Any idea how I can fix it?

pmbauer · May 15, 2021, 8:15pm

Not really. There is a lot of missing context: what platform you are on, have you verified there aren’t any copy paste errors, etc. you can also try commenting out parts of the template to see where the error is from on your setup.

drgraham · June 19, 2021, 1:25am

I’ve managed to get this working on a windows 10 machine.

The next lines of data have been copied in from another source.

PR #8945, opened 2022-04-25
Attempt to use first NonLoopbackAddress when registering nacos instance.

wyt:

When the oap cluster uses nacos, if `internalComHost` and `internalComPort` are not set, an instance with an IP of 0.0.0.0 is always registered in nacos. Can it be obtained automatically in the program to reduce the difficulty of use?

### DIFF
--- a/oap-server/server-cluster-plugin/cluster-nacos-plugin/src/main/java/org/apache/skywalking/oap/server/cluster/plugin/nacos/NacosCoordinator.java
+++ b/oap-server/server-cluster-plugin/cluster-nacos-plugin/src/main/java/org/apache/skywalking/oap/server/cluster/plugin/nacos/NacosCoordinator.java
@@ -20,7 +20,13 @@ package org.apache.skywalking.oap.server.cluster.plugin.nacos;
 
 import com.alibaba.nacos.api.naming.NamingService;
 import com.alibaba.nacos.api.naming.pojo.Instance;
+
+import java.net.Inet4Address;
+import java.net.InetAddress;
+import java.net.NetworkInterface;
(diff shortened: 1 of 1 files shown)


wu-sheng:
Ww discussed about this before, 2 things

1. Use this setup means you have known what to do, and what does this setup mean
2. Use the first IP address doesn't change the fact it still could be wrong. A little approvement, but not much

And from the code perspective, if this is going to be accepted, we have to change all cluster manager implementations, besides k8s as it is automatically working.

wyt:
> Ww discussed about this before, 2 things
> 
> 1. Use this setup means you have known what to do, and what does this setup mean
> 2. Use the first IP address doesn't change the fact it still could be wrong. A little approvement, but not much
> 
> And from the code perspective, if this is going to be accepted, we have to change all cluster manager implementations, besides k8s as it is automatically working.

The automatic setting solves the problem in most cases, in a few cases it can be set manually, you are correct, need to change all cluster manager implementations, I didn't realize this at first. It is recommended that the official make a unified improvement on this issue.

wu-sheng:
You should read this 

https://github.com/apache/skywalking/blob/5c247b8d7fa5fa7279f95a5f96d028c0fe0fa3c1/oap-server/server-cluster-plugin/cluster-nacos-plugin/src/main/java/org/apache/skywalking/oap/server/cluster/plugin/nacos/NacosCoordinator.java#L71

Actually, SkyWalking is already responding **unhealthy** status.

Check the official doc, https://skywalking.apache.org/docs/main/v9.0.0/en/setup/backend/backend-health-check/#health-check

added tesseract to path environment variable, confirmed tesseract is working at command prompt.
user function in templater called ocr_win : powershell tesseract "%ocr_input%" -
template like this:

---
creation date: <% tp.file.creation_date() %>
tags: [OCR]
---

<%*
const supportedFileTypes = ["jpeg", "jpg", "png"];
const images = this.app.vault.getFiles().filter((item) => supportedFileTypes.indexOf(item.extension) >= 0)
const target = await tp.system.suggester((item) => item.path, images, true);
const out = await tp.user.ocr_win({ocr_input: target.path.replace('/', '\\')});
%><%* tR += out %>

fred1357944 · June 25, 2021, 2:22am

can it recognize Chinese?
cause I tried I think it can’t

Or need other settings?

pmbauer · June 25, 2021, 3:50am

For that you should check the Tesseract user manual Tesseract User Manual | tessdoc

fred1357944 · June 25, 2021, 3:50am

Thanks man

pmbauer · June 25, 2021, 3:57am

supposedly there is support for it but if it’s not working out of the box, I’m not sure what the next step is. I believe there is a way to use custom training data or data files from this SO post, but it looks a little dated. @fred1357944

fred1357944 · July 5, 2021, 6:39am

Thank you so much.

joschmit · July 8, 2021, 11:28am

I am trying a lot to get this running, but the problem lies with the fact that somehow it has problems recognizing tesseract as a function in powershell. If i do it manually, I can get it to run.

I added

C:\Program Files\Tesseract-OCR\

to Path Variable.

Copied your template, still an error message. Getting frustrated right now, would you be able to expand a bit what exactly you did?